Axiata rationale for lower dividends was to conserve cash because of currency volatility, funding for future spectrum and the need to spend more to grow in the markets it is in. It is raising capex from RM6.1bil in 2016 to RM6.6bil this year, though it has enough cash to fund that.

But as Jamaludin puts it, “we need to be prudent.’’ The upcoming spectrum auctions/sale/acquisition expected in 2017-18 are 2600MHz, 2300Mhz and 700Mhz in Malaysia, Bangladesh (1800, 2100, 700), Cambodia (2600, 700), Nepal (700, 2600), Indonesia (2100) and several blocks in India. Cost cuts are a priority to bring cost down as it needs to be efficient in competitive markets where margins are thinning though data is booming. But data prices are also coming down.

He says the group was working towards group-wide cost management to improve profitability and RM800mil operation expenditure and capex savings are built in our 2017 plan, as well as aiming for RM1.5bil in additional savings in 2018 and 2019. That cost savings is expected to be ploughed back to grow the business.

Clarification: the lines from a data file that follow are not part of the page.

PR #1182, opened 2026-06-15
[16.0][ADD] shopfloor_search_filter: allows to filter which records can be scanned

nicolas-delbovier-acsone:
This module helps prevent warehouse picking mistakes by letting you control exactly what operators are allowed to scan.

When a barcode type is disabled on a menu, the system ignores it during scanning to prevent operators from selecting the wrong resource.

image


nicolas-delbovier-acsone:
Needs to be adapted after refactor: https://github.com/OCA/wms/pull/1174

jbaudoux (commented):
What's the purpose?
The scenario dictates what is supposed to be scanned according to where you are in the steps.

nicolas-delbovier-acsone:
> What's the purpose? The scenario dictates what is supposed to be scanned according to where you are in the steps.

I think I was looking for what is already implemented in the `scan_location_or_pack_first` feature. I'll close this.

PR #1186, opened 2026-06-17
[16.0][IMP] shopfloor_reception: validate product match on multi-attribute barcodes

nicolas-delbovier-acsone:
Prevent users from associating a scanned lot with an incorrect product when processing multi-attribute barcodes (such as GS1-128).

Previously, if a user scanned a GS1 barcode containing both product and lot information, the system would parse the lot string without verifying if the embedded product barcode matched the currently selected line's product. This allowed mismatched lots to be assigned to the wrong products.

### DIFF
--- a/shopfloor_reception/actions/message.py
+++ b/shopfloor_reception/actions/message.py
@@ -42,3 +42,11 @@ class MessageAction(Component):
                 qty=qty,
             ),
         }
+
+    def lot_product_mismatch(self):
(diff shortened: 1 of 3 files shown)


nicolas-delbovier-acsone:
@jbaudoux

lmignon (approved):

jbaudoux (approved):

PR #1187, opened 2026-06-17
[16.0][FIX] shopfloor_reception: ensure search result is a lot in `set_lot_confirm_action`

nicolas-delbovier-acsone:
Prior to this change, if `self.search_result.record` returned a `product.product` instead of a `stock.lot`, the method would fail further down the line when expecting lot-specific attributes

### Reproduce error in UI

You can reproduce the error in shopfloor UI by first installing `shopfloor_gs1`, create a reception picking for some product with this barcode
```
3182550780926
```
And scan this GS1 inside the "select move screen": (GTIN (01)03182550780926(17)281228(10)TestPST04)
```
01031825507809261728122810TestPST04
```
image

### DIFF
--- a/shopfloor_reception/services/reception.py
+++ b/shopfloor_reception/services/reception.py
@@ -1289,8 +1289,11 @@ class Reception(Component):
             )
 
         product = selected_line.product_id
-        lot = self.search_result.record or self._actions_for("search").lot_from_scan(
-            lot_name, product
+        search_result_record = self.search_result.record
+        lot = (
+            search_result_record
+            if search_result_record and search_result_record._name == "stock.lot"
+            else self._actions_for("search").lot_from_scan(lot_name, product)
         )
 
         if product.use_expiration_date and (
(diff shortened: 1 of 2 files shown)


shopfloor_reception/services/reception.py
```diff
@@ -1276,8 +1276,11 @@ def set_lot_confirm_action(
             )
 
         product = selected_line.product_id
-        lot = self.search_result.record or self._actions_for("search").lot_from_scan(
-            lot_name, product
+        search_result_record = self.search_result.record
```
lmignon, line 1292: @nicolas-delbovier-acsone Can you provide a unittest?

lmignon (changes requested):

shopfloor_reception/services/reception.py
nicolas-delbovier-acsone: Here you go

rousseldenis (approved):

nicolas-delbovier-acsone:
@jbaudoux

jbaudoux (approved):

lmignon (approved):

jbaudoux:
Can you rebase?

Axiata’s net profit for full year 2016 was down by 75% to RM504mil from RM2.5bil in 2015. This was led by the weak ringgit against the US dollar, and its forex loss totalled RM685mil, due to its exposure to the US dollar from its acquisition of an 80% stake in Ncell Pvt Ltd in Nepal.

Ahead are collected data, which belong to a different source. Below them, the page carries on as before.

PR #1190, opened 2026-06-19
[16.0][IMP] stock_release_channel_partner_by_date: do not archive future partner dates on action_sleep

santostelmo:
When putting a release channel to sleep, restrict the deactivation of channel partner dates to only those in the past leaving today's and future configurations active.

- Update action_sleep() in the release channel model to construct an AND domain filtering by date.
- Add test_release_channel_sleep_archive_specific_date_future to ensure future and present dates are untouched.

### DIFF
--- a/stock_release_channel_partner_by_date/models/stock_release_channel.py
+++ b/stock_release_channel_partner_by_date/models/stock_release_channel.py
@@ -3,6 +3,7 @@
 # License AGPL-3.0 or later (http://www.gnu.org/licenses/agpl)
 
 from odoo import fields, models
+from odoo.osv import expression
 
 
 class StockReleaseChannel(models.Model):
@@ -15,12 +16,20 @@ class StockReleaseChannel(models.Model):
     )
 
     def action_sleep(self):
+        shipment_date = self.shipment_date
         res = super().action_sleep()
-        channel_dates = self.env["stock.release.channel.partner.date"].search(
-            self._get_release_channel_partner_date_domain()
-        )
+        domain = self._get_release_channel_partner_date_domain(shipment_date)
+        channel_dates = self.env["stock.release.channel.partner.date"].search(domain)
         channel_dates.write({"active": False})
         return res
 
-    def _get_release_channel_partner_date_domain(self):
-        return [("release_channel_id", "in", self.ids)]
+    def _get_release_channel_partner_date_domain(self, shipment_date=None):
+        domain = [("release_channel_id", "in", self.ids)]
+        if shipment_date:
+            domain = expression.AND(
+                [
+                    domain,
+                    [("date", "<", shipment_date)],
+                ]
+            )
+        return domain
--- a/stock_release_channel_partner_by_date/__manifest__.py
+++ b/stock_release_channel_partner_by_date/__manifest__.py
@@ -13,6 +13,7 @@
     "website": "https://github.com/OCA/wms",
     "depends": [
         "stock_release_channel",
+        "stock_release_channel_shipment_lead_time",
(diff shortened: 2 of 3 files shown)


stock_release_channel_partner_by_date/models/stock_release_channel.py
```diff
@@ -16,9 +17,13 @@ class StockReleaseChannel(models.Model):
 
     def action_sleep(self):
         res = super().action_sleep()
-        channel_dates = self.env["stock.release.channel.partner.date"].search(
-            self._get_release_channel_partner_date_domain()
+        domain = expression.AND(
+            [
+                self._get_release_channel_partner_date_domain(),
+                [("date", "<=", fields.Date.today())],
```
Ricardoalso: Couldn't this be moved into `_get_release_channel_partner_date_domain`?

I'm not sure to what extent this should be configurable at the stock.release.channel level in order to avoid breaking the module's behavior.

santostelmo: I considered that, but `_get_release_channel_partner_date_domain()` is a generic selector for partner-date records related to the channel.
Adding `("date", "<=", today)` there would make the date cutoff part of the base domain everywhere , which would change module behavior outside action_sleep().
In this PR I only want to limit the archival behavior during action_sleep(), so I kept the extra condition local to that method.

jbaudoux: The date is the delivery date. So you should add this only if there is a shipment_date and use that date instead of today. You can add a dependency on `stock_release_channel_shipment_lead_time` for that as there is no base delivery date concept on the stock release channel base module.

santostelmo: @jbaudoux I made the changes as you suggested

santostelmo:
Quick update to keep today's specific date active to allow multiple wake/sleep cycles in the same day.

stock_release_channel_partner_by_date/models/stock_release_channel.py
```diff
@@ -15,10 +16,17 @@ class StockReleaseChannel(models.Model):
     )
 
     def action_sleep(self):
+        shipment_date = self.shipment_date
         res = super().action_sleep()
-        channel_dates = self.env["stock.release.channel.partner.date"].search(
-            self._get_release_channel_partner_date_domain()
-        )
+        domain = self._get_release_channel_partner_date_domain()
+        if shipment_date:
```
jbaudoux, line 28: if there is no shipment date, shouldn't you skip the archival?

jbaudoux: It's fine like that. Would be unusual use case

stock_release_channel_partner_by_date/models/stock_release_channel.py
```diff
@@ -15,10 +16,17 @@ class StockReleaseChannel(models.Model):
...
+            domain = expression.AND(
+                [
+                    domain,
+                    [("date", "<", shipment_date)],
+                ]
+            )
```
jbaudoux, line 34: Can you move it inside `_get_release_channel_partner_date_domain` ?

jbaudoux (approved):

stock_release_channel_partner_by_date/models/stock_release_channel.py
jbaudoux: The method name is maybe a bit misleading as it's similar to the one on stock.picking. This one is used only by action_sleep

PR #1191, opened 2026-06-19
[16.0][FIX] shopfloor_reception: prevent "lot already exists" error when scanning existing lot with GS1

nicolas-delbovier-acsone:
When comparing the `date` from GS1 parsing with the expiration date from the `stock.lot`, python detects a difference because e.g. `datetime(2026, 10, 1) ` and `date(2026, 10, 1) ` are not considered equal in python.

### Bug I am trying to fix

- Install `shopfloor_reception` and `shopfloor_gs1`.
- During the "set_lot", scan a GS1 of a lot that already exists.
=> You get the error message "This lot already exists with expiration date..." (which should not happen since you did not change the expiration date, you scanned the exact date on the lot)

### DIFF
--- a/shopfloor_reception/services/reception.py
+++ b/shopfloor_reception/services/reception.py
@@ -1223,7 +1223,11 @@ class Reception(Component):
             if result.type == "lot":
                 lot_name = result.value
             elif result.type == "expiration_date":
-                lot_expiration_date = result.value
+                # We need to ensure we have a `datetime` object (and not a
+                # `date` one) for valid comparison with stock.lot.expiration_date
+                lot_expiration_date = datetime.combine(
+                    result.value, datetime.min.time()
+                )
             elif (
                 result.type == "product"
                 and result.raw != selected_line.product_id.barcode
--- a/shopfloor_reception/tests/test_scan_lot.py
+++ b/shopfloor_reception/tests/test_scan_lot.py
@@ -1,10 +1,8 @@
 # Copyright 2026 ACSONE SA/NV
 # License AGPL-3.0 or later (https://www.gnu.org/licenses/agpl).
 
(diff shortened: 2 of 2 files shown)


shopfloor_reception/services/reception.py
```diff
@@ -1223,7 +1223,8 @@ def scan_lot(self, picking_id, selected_line_id, barcode):
             if result.type == "lot":
                 lot_name = result.value
             elif result.type == "expiration_date":
-                lot_expiration_date = result.value
+                _date = result.value
+                lot_expiration_date = datetime(_date.year, _date.month, _date.day)
```
mmequignon: I'm sorry, I don't know much about GS1, but can you please explain how dropping minutes/seconds from a datetime fixes a lot already exists error ?

nicolas-delbovier-acsone: This is simply a python problem, `datetime(2026, 10, 1)` and `date(2026, 10, 1)` are not equal

image

I need to convert the `date` back into a `datetime`

nicolas-delbovier-acsone: I will add a comment in the code for that, that'll probably help in the futur

mmequignon: I believe we are usually casting date into datetimes like so
```python
lot_expiration_date = datetime.combine(result.value, datetime.min.time())
```

nicolas-delbovier-acsone:
@jbaudoux

shopfloor_reception/services/reception.py
nicolas-delbovier-acsone: Indeed, I'll follow that convention

jbaudoux (approved):

PR #1193, opened 2026-06-22
[16.0][IMP] stock_full_location_reservation: Introduce a strict mode

lmignon:
As in some flows we need to limit the full reservation to the move line characteristics (lot, package, owner), add a strict mode that will use the Odoo core mechanism to gather the needed quant(ities).

Recover work from https://github.com/mt-software-de/wms/pull/6


lmignon:
ping @jbaudoux @rousseldenis

jbaudoux:
merged with https://github.com/OCA/wms/pull/1194

PR #1194, opened 2026-06-22
[16.0][FIX] stock_full_location_reservation: Do not unlink full location reservation moves on cancel

lmignon:
The module stock_full_location_reservation has a feature that creates a
new move for full location reservation when a move is partially reserved.
However, when the original move is canceled, the new move is also unlinked,
which can cause issues if the new move is still needed for other operations.

This commit modifies the behavior of the module to prevent the unlinking of
full location reservation moves when the original move is canceled. Instead,
the deletion of the move is deferred until the end of the transaction,
allowing other operations to complete without losing the move.

* [ ] includes 1193

This is a partial rewrite of https://github.com/mt-software-de/wms/pull/6

### DIFF
--- a/stock_full_location_reservation/models/stock_move.py
+++ b/stock_full_location_reservation/models/stock_move.py
@@ -72,7 +72,10 @@ class StockMove(models.Model):
                 product, qty, location, package
             )
         )
-        if self.picking_type_id.merge_move_for_full_location_reservation:
+        if (
+            self.product_id == product
+            and self.picking_type_id.merge_move_for_full_location_reservation
+        ):
             # To be able to be merged, the new move should use the same source location as
             # the original one.
             new_move.location_id = self.location_id
--- a/stock_full_location_reservation/models/stock_move.py
+++ b/stock_full_location_reservation/models/stock_move.py
@@ -1,6 +1,7 @@
 # Copyright 2023 Michael Tietz (MT Software) <mtietz@mt-software.de>
 # License AGPL-3.0 or later (https://www.gnu.org/licenses/agpl).
 import warnings
+from typing import Literal
 
 from odoo import fields, models
 
@@ -91,7 +92,11 @@ class StockMove(models.Model):
             )
         return new_move
 
-    def _full_location_reservation(self, reservation_mode=None, **kwargs):
+    def _full_location_reservation(
+        self,
+        reservation_mode: Literal["strict", "package", "product"] | None = None,
+        **kwargs
+    ):
         if "package_only" in kwargs:
             warnings.warn(
                 "The 'package_only' parameter is deprecated. "
--- a/stock_full_location_reservation/models/stock_move.py
+++ b/stock_full_location_reservation/models/stock_move.py
@@ -1,5 +1,7 @@
 # Copyright 2023 Michael Tietz (MT Software) <mtietz@mt-software.de>
 # License AGPL-3.0 or later (https://www.gnu.org/licenses/agpl).
+import warnings
+
 from odoo import fields, models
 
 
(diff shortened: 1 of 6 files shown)


lmignon:
@rousseldenis @jbaudoux

stock_full_location_reservation/models/stock_move.py
```diff
@@ -30,7 +43,38 @@ def _undo_full_location_reservation(self):
...
+                    "Failed to unlink full location reservation moves %s",
+                    ids_to_unlink,
+                )
+
+        self.env.cr.postcommit.add(_deferred_unlink)
+
+    @api.autovacuum
+    def _gc_full_location_reservation_moves(self):
+        """This method is meant to be called by a cron and will delete full location
+        eservation moves that are still in cancelled state.
```
jbaudoux:
```suggestion
        reservation moves that are still in canceled state.
```

stock_full_location_reservation/models/stock_move.py
```diff
@@ -30,7 +43,38 @@ def _undo_full_location_reservation(self):
...
+
+        This should normally not be necessary as the moves should be unlinked right
+        after being cancelled into the post commit hook of the transaction,
```
jbaudoux:
```suggestion
        after being canceled into the post commit hook of the transaction,
```

stock_full_location_reservation/models/stock_move_line.py
```diff
@@ -42,23 +42,48 @@ def _get_full_location_reservable_qties(self, package_only=None):
                 ] += qty_available
         return res
 
-    def _full_location_reservation(self, package_only=None):
-        reservable_qties = self._get_full_location_reservable_qties(package_only)
+    def _full_location_reservation(self, strict=False, package_only=None):
```
jbaudoux: Will you add product_only here as well?

jbaudoux (approved):

stock_full_location_reservation/models/stock_move_line.py
lmignon: it's not planned and not part of our needs....

stock_full_location_reservation/models/stock_move.py
```diff
@@ -72,7 +72,10 @@ def _full_location_reservation_create_move(
                 product, qty, location, package
             )
         )
-        if self.picking_type_id.merge_move_for_full_location_reservation:
+        if (
+            self.product_id == product
```
mt-software-de, line 122: Could this change perhaps go into a separate commit?

stock_full_location_reservation/models/stock_move_line.py
```diff
@@ -42,23 +42,48 @@ def _get_full_location_reservable_qties(self, package_only=None):
...
-            reservable_qties[location].pop(package)
+                if not quants:
+                    continue
+
+                total_quantity = 0.0
+                for quant in quants:
+                    total_quantity += quant.available_quantity
+                # We let the core mechanism occur that will reserve
+                # the needed quants
+                line.reserved_uom_qty += total_quantity
```
mt-software-de: Can we maybe add a assert? Because strict=True and package_only=True together will not work. 
Or could we change it to one argument. Like `reservation_source` or `reservation_rule`.
Which could be package, strict and product (@jbaudoux requested implementation)

mt-software-de (changes requested):

lmignon:
@mt-software-de I implemented your requested changes can you update your review?
@jbaudoux I added a reservation_mode for product only

stock_full_location_reservation/models/stock_move_line.py
lmignon: implemented

stock_full_location_reservation/models/stock_move.py
lmignon: done

PR #793, opened 2020-05-10
Add ability to write headers to producer stream in object mode

Dishwasha:


iradul:
Thank you for PR.
Please add `headers` at line `235` in `producer-stream.js`:
```js
    try {
      if (Buffer.isBuffer(chunk)) {
        producer.produce(topic, null, chunk, null);
      } else {
        // ↓↓↓↓↓↓ here ↓↓↓↓↓↓
        producer.produce(chunk.topic, chunk.partition, chunk.value, chunk.key, chunk.timestamp, chunk.opaque);
      }
      maybeDone();
    }
```

iradul:
@Dishwasha I'd like to have this feature in the new release which I'm planing to deploy soon. It would be great if you have time to fix this as soon as possible. Thanks

Dishwasha:
My apologies, this completely dropped off my radar.  I've pushed the change you requested.

Issue #731, opened 2019-12-17
Memory leak on disconnect() method usage with producer


Rajat-Sharma-2710:
Hi,

In one of our application we are using nodejs based microservice which internally uses node-rdkafka module to send messages using kafka producer which involves making runtime call scheduled at specific interval to perform below operations:

- Invoking kafka producer connect method 
- Calling producer using kafka produce method to send messages
- Invoking kafka producer disconnect method

Disconnect method usage:
```
let prod =  new Kafka.Producer({
// config properties
})
prod.disconnect()
```
However, we have been noticing memory leak when calling node-rdfafka producer and suspecting that it is disconnect method which is causing the leak. 

Thanks!

codeburke:
What version of Node and node-rdkafka are you using? For clarification, are you creating multiple Producer instances and then `disconnect`ing? Or is there just a few Producer instances instantiated at startup? A simple gist that can isolate and reproduce the problem would be very helpful.

Rajat-Sharma-2710:
@codeburke Yes we are creating multiple producer instances once for each runtime call (scheduled at specific time interval) we make which involves invoking connect() and disconnect() method at every call
```
Node version - 10
node-rdkafka - 2.7.4
```

ottomata:
Hi, I think I'm encountering the same issue in the Kafka Consumer in my use of node-rdkafka in [KafkaSSE](https://github.com/wikimedia/KafkaSSE).  I also connect and then disconnect many Kafka Consumers.

I believe the issue has something to do with `event_cb`.  If I set this to false, the memory leak goes away.  From what I can tell, the native code is holding on to a reference of the _client in its event handler.  

In [client.js](https://github.com/Blizzard/node-rdkafka/blob/master/lib/client.js#L64-L82):
```javascript
  if (!no_event_cb) {
    this._client.onEvent(function eventHandler(eventType, eventData) {
    ...
   }
```

In [connection.cc's NodeOnEvent](https://github.com/Blizzard/node-rdkafka/blob/master/src/connection.cc#L339-L342):
```c++
  Connection* obj = ObjectWrap::Unwrap<Connection>(info.This());

  v8::Local<v8::Function> cb = info[0].As<v8::Function>();
  obj->m_event_cb.dispatcher.AddCallback(cb);
```

[...]

PR #796, opened 2020-05-25
Fix producer/consumer memory leaks #731

iradul:
To dispatch internal events library persists their JavaScript callbacks in the underlying native code. These persistent callbacks disable garbage collection of their holding consumer or producer instance.

One approach to fix this issue is to implement some sort of `destroy()` method that would clean up those persistent callbacks but this doesn't feel natural in JavaScript.

A more natural approach is to wire up and persist those callbacks right before `connect()` call and to clean them up right after `disconnect()` call which is exactly what this PR is all about. This also enables instances re-usability so users can `connect` and `disconnect` as many times as they want and the instance will remain garbage collectible. Callbacks still have to be persisted but this time inside JavaScript (`_cb_configs` object). There are 3 types of those callbacks: global config callback, topic config callback, and producer/consumer specific callbacks.

One downside possibility is that certain events, like maybe `event.log`, could be triggered even before `connect` or after `disconnect`. In my tests this was not the case but again this still could be a possibility.

Ref #731

### DIFF
--- a/lib/client.js
+++ b/lib/client.js
@@ -53,32 +53,39 @@ function Client(globalConf, SubClientType, topicConf) {
 
   this._client = new SubClientType(globalConf, topicConf);
 
-  // primitive callbacks from c++ wrapper
-  // need binds on them if we want to broadcast the event via the emitter
+  var extractFunctions = function(obj) {
+    obj = obj || {};
+    var obj2 = {};
+    for (var p in obj) {
+      if (typeof obj[p] === "function") {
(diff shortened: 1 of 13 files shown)


ArneSchulze:
Hi, we tested this fix in our service. Seems to be working fine :+1:

devon-whil:
How can I install this version with yarn/npm? I might be mistaken, but I don't think this has been published yet.

iradul:
@devon-whil it's not published yet but very soon it will be.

Revenue was up 8.5% to RM21.5bil from RM19.9bil.

Its earnings before interest, tax, depreciation and amortisation (Ebitda) grew 10% to RM8bil in 2016, while margins stood at 37.2%. Earnings per share for the full year was at 5.7 sen, down from 29.5 sen. Affin Hwang Capital Securities says “even after stripping out forex losses, Axiata’s 2016 results came in 16% below our expectations despite our forecast being 14% below street.’’

Axiata has RM22.3bil in debts, 55% in US-denomination and the rest in other currencies. Of the 55%, 25% is hedged.

But for 2017, Jamaludin is looking at headline KPI of 9-11% for revenue and 7-9% for Ebitda growth, but analysts say there are headwinds in all markets which Axiata has to ride through from currency woes, competition and regulatory risks. Still, Celcom targets to close the gap in first half and grow in the second half, XL expects to grow revenue in line with industry; mid-single digit growth at Dialog and Ncell and double-digits at Robi.

Several analysts have lowered their 2017 and 2018 net profit forecasts, with UOB Kay Hian reducing 2017-18 net profit forecasts by 21% and 6.7% respectively, Public Investment Bank cutting its 2017-18 earnings forecasts by 17-18% to factor in lower contributions from Malaysia, Indonesia and Bangladesh and a higher share of associate losses in India.